*Collected data entries:*
*-*-*
PR #1732, opened 2026-05-06
channels.html UX overhaul (Part A) + multi-UI participation ADR (Part B) (#1731)

krisztiankoos:
Closes #1731 Part A. Files Part B as PROPOSED ADR for cross-agent review.

## Part A — Surgical UX overhaul (`playgrounds/channels.html`)

The dashboard had five blockers preventing it from being useful during live `ab discuss` deliberations:

| # | Pain | Fix |
|---|---|---|
| 1 | Auto-refresh wiped innerHTML every 5s, destroying scroll + expand state | Delta-render: rendered-id Set, only NEW messages appended via `insertAdjacentHTML`, existing nodes preserved |
| 2 | Message bodies truncated to 300 chars (discussion rounds run 1500-2500) | Removed truncation entirely; `.messages-area` handles vertical scroll |
| 3 | No thread filter — architecture channel routinely has 10+ threads | Auto-shown thread dropdown (hides for <2 threads) with root-excerpt + max-round + participant labels |
| 4 | User posts blended in with agent posts | Orange left-border + 👤 prefix + tinted body background |
| 5 | No live-discussion indicator | Green-pulse strip with per-agent state (done ●, agreed ✓, pending ⏳) + "Pin to this thread →" jump link |

### Verification

Inline browser check via claude-in-chrome MCP:
- 14 threads in architecture channel dropdown ✓
- 12 user posts with `rgb(240,136,62)` (--orange) border ✓
- Longest message renders 8422 chars in full ✓
- Scroll position preserved across forced background refresh ✓
- Synthetic fresh-data activates strip with correct done/agreed states ✓
- Thread filter narrows 50→7→0→50 across selection cycles ✓

### Adversarial review

Gemini (`gemini-3.1-pro-preview`) returned REVISE with five findings, all incorporated:
- `escapeHTML` now escapes `'` (XSS defense-in-depth)
- `groupByThread` runs once per tick, passed to both refreshers
- Thread-bar dropdown skips innerHTML rewrite when option set unchanged (no popup-collapse mid-click)
- Discussion strip skips innerHTML rewrite when state unchanged
- `[AGREE]` regex case-insensitive but still end-anchored (no mid-message false positives)

Boy-Scout cleanup: dead `window.expandMessage` + `.expand-link` CSS removed.

## Part B — Multi-UI participation ADR (PROPOSED)

`docs/decisions/pending/2026-05-06-multi-ui-channel-participation.md` answers the six architectural questions from #1731 Part B with concrete proposals + tradeoffs:

1. **Participant** = `(agent_family, ui_surface, instance_id)` tuple, wire format `participant_id`.
2. **Discovery** — three-tier: SSE push, inbox-poll fallback, MCP tool shim for Claude surfaces.
3. **Arbitration** — claim per `(thread, round, agent_family)`, 90s expiry.
4. **Rounds** — user posts are NEVER replies, ALWAYS context; user `[AGREE]` is hard stop, not consensus.
5. **Auth** — localhost-only honour system; remote auth deferred.
6. **Failure** — 90s claim expiry + auto-fallback to legacy subprocess-spawn.

Closes with seven targeted review questions for Gemini + Codex.

**Per user mandate, zero Part B code ships until ACCEPTED.**

## Test plan

- [x] JS parses clean (`node --check` on extracted script block)
- [x] Browser smoke test (5 features verified via claude-in-chrome MCP)
- [x] Gemini adversarial review (REVISE → 5 fixes applied → re-verified)
- [ ] Codex adversarial review on Part B ADR (post-merge follow-up)
- [ ] User signoff to flip Part B from PROPOSED → ACCEPTED (post-merge follow-up)

### DIFF
--- a/docs/decisions/pending/2026-05-06-multi-ui-channel-participation.md
+++ b/docs/decisions/pending/2026-05-06-multi-ui-channel-participation.md
@@ -1,0 +1,270 @@
+# DECISION REQUIRED — Multi-UI agent participation in `ab discuss` / channels.html
+
+**Status:** PROPOSED (awaiting cross-agent review by Gemini + Codex, then user signoff)
+**Surfaced:** 2026-05-06 morning, while running the writer-lock 3-way discussion
+**Source:** GH issue #1731 Part B
+**Predecessor ADRs:** None — this is the first ADR on multi-UI participation. Touches the `ab` channel-bridge contract from #1190.
+
+---
+
+## Why this needs an ADR (not just a PR)
+
+`ab discuss` today is a **closed-loop, single-orchestrator** protocol. The agent that calls `ab discuss --with claude,gemini,codex` is a process that:
+
+1. Spawns each named agent as a subprocess (one per round, per agent) via `scripts/agent_runtime/adapters/*.py`.
+2. Reads each subprocess's stdout, posts the result to the channel, threads via `parent_id`.
+3. Aggregates `[AGREE]` markers; short-circuits when all participants agree, or runs to `--max-rounds`.
+4. Returns the transcript to the caller.
+
+Three properties hold today only because of this closed-loop assumption:
+
+- **Identity** is fixed at dispatch. `--with claude,gemini,codex` is the participant list; nothing else can join.
+- **Time** is owned by the orchestrator. A round is "Gemini's reply has returned from `gemini -p ...`" — there's no clock outside the subprocess.
+- **State** is a single transcript. The orchestrator is the only writer of `parent_id` chains; there is no claim/lock for "who responds next."
+
+The user's ask — "Claude Code, Claude Desktop, Codex CLI, Codex UI, AND user can all participate" — breaks ALL THREE properties:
*-*-*
*Task:*
Each entry should be reproduced in the output exactly.

*Result below:*
PR #1732, opened 2026-05-06
channels.html UX overhaul (Part A) + multi-UI participation ADR (Part B) (#1731)

krisztiankoos:
Closes #1731 Part A. Files Part B as PROPOSED ADR for cross-agent review.

## Part A — Surgical UX overhaul (`playgrounds/channels.html`)

The dashboard had five blockers preventing it from being useful during live `ab discuss` deliberations:

| # | Pain | Fix |
|---|---|---|
| 1 | Auto-refresh wiped innerHTML every 5s, destroying scroll + expand state | Delta-render: rendered-id Set, only NEW messages appended via `insertAdjacentHTML`, existing nodes preserved |
| 2 | Message bodies truncated to 300 chars (discussion rounds run 1500-2500) | Removed truncation entirely; `.messages-area` handles vertical scroll |
| 3 | No thread filter — architecture channel routinely has 10+ threads | Auto-shown thread dropdown (hides for <2 threads) with root-excerpt + max-round + participant labels |
| 4 | User posts blended in with agent posts | Orange left-border + 👤 prefix + tinted body background |
| 5 | No live-discussion indicator | Green-pulse strip with per-agent state (done ●, agreed ✓, pending ⏳) + "Pin to this thread →" jump link |

### Verification

Inline browser check via claude-in-chrome MCP:
- 14 threads in architecture channel dropdown ✓
- 12 user posts with `rgb(240,136,62)` (--orange) border ✓
- Longest message renders 8422 chars in full ✓
- Scroll position preserved across forced background refresh ✓
- Synthetic fresh-data activates strip with correct done/agreed states ✓
- Thread filter narrows 50→7→0→50 across selection cycles ✓

### Adversarial review

Gemini (`gemini-3.1-pro-preview`) returned REVISE with five findings, all incorporated:
- `escapeHTML` now escapes `'` (XSS defense-in-depth)
- `groupByThread` runs once per tick, passed to both refreshers
- Thread-bar dropdown skips innerHTML rewrite when option set unchanged (no popup-collapse mid-click)
- Discussion strip skips innerHTML rewrite when state unchanged
- `[AGREE]` regex case-insensitive but still end-anchored (no mid-message false positives)

Boy-Scout cleanup: dead `window.expandMessage` + `.expand-link` CSS removed.

## Part B — Multi-UI participation ADR (PROPOSED)

`docs/decisions/pending/2026-05-06-multi-ui-channel-participation.md` answers the six architectural questions from #1731 Part B with concrete proposals + tradeoffs:

1. **Participant** = `(agent_family, ui_surface, instance_id)` tuple, wire format `participant_id`.
2. **Discovery** — three-tier: SSE push, inbox-poll fallback, MCP tool shim for Claude surfaces.
3. **Arbitration** — claim per `(thread, round, agent_family)`, 90s expiry.
4. **Rounds** — user posts are NEVER replies, ALWAYS context; user `[AGREE]` is hard stop, not consensus.
5. **Auth** — localhost-only honour system; remote auth deferred.
6. **Failure** — 90s claim expiry + auto-fallback to legacy subprocess-spawn.

Closes with seven targeted review questions for Gemini + Codex.

**Per user mandate, zero Part B code ships until ACCEPTED.**

## Test plan

- [x] JS parses clean (`node --check` on extracted script block)
- [x] Browser smoke test (5 features verified via claude-in-chrome MCP)
- [x] Gemini adversarial review (REVISE → 5 fixes applied → re-verified)
- [ ] Codex adversarial review on Part B ADR (post-merge follow-up)
- [ ] User signoff to flip Part B from PROPOSED → ACCEPTED (post-merge follow-up)

### DIFF
--- a/docs/decisions/pending/2026-05-06-multi-ui-channel-participation.md
+++ b/docs/decisions/pending/2026-05-06-multi-ui-channel-participation.md
@@ -1,0 +1,270 @@
+# DECISION REQUIRED — Multi-UI agent participation in `ab discuss` / channels.html
+
+**Status:** PROPOSED (awaiting cross-agent review by Gemini + Codex, then user signoff)
+**Surfaced:** 2026-05-06 morning, while running the writer-lock 3-way discussion
+**Source:** GH issue #1731 Part B
+**Predecessor ADRs:** None — this is the first ADR on multi-UI participation. Touches the `ab` channel-bridge contract from #1190.
+
+---
+
+## Why this needs an ADR (not just a PR)
+
+`ab discuss` today is a **closed-loop, single-orchestrator** protocol. The agent that calls `ab discuss --with claude,gemini,codex` is a process that:
+
+1. Spawns each named agent as a subprocess (one per round, per agent) via `scripts/agent_runtime/adapters/*.py`.
+2. Reads each subprocess's stdout, posts the result to the channel, threads via `parent_id`.
+3. Aggregates `[AGREE]` markers; short-circuits when all participants agree, or runs to `--max-rounds`.
+4. Returns the transcript to the caller.
+
+Three properties hold today only because of this closed-loop assumption:
+
+- **Identity** is fixed at dispatch. `--with claude,gemini,codex` is the participant list; nothing else can join.
+- **Time** is owned by the orchestrator. A round is "Gemini's reply has returned from `gemini -p ...`" — there's no clock outside the subprocess.
+- **State** is a single transcript. The orchestrator is the only writer of `parent_id` chains; there is no claim/lock for "who responds next."
+
+The user's ask — "Claude Code, Claude Desktop, Codex CLI, Codex UI, AND user can all participate" — breaks ALL THREE properties:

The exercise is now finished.